▸ **DIRECTIONS FOR THIS TASK**: Pull every line containing the word "constant" from the records.

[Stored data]
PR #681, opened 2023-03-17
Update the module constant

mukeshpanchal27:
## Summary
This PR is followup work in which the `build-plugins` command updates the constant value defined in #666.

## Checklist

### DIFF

▸ **REPLY**:
Update the module constant
This PR is followup work in which the `build-plugins` command updates the constant value defined in #666.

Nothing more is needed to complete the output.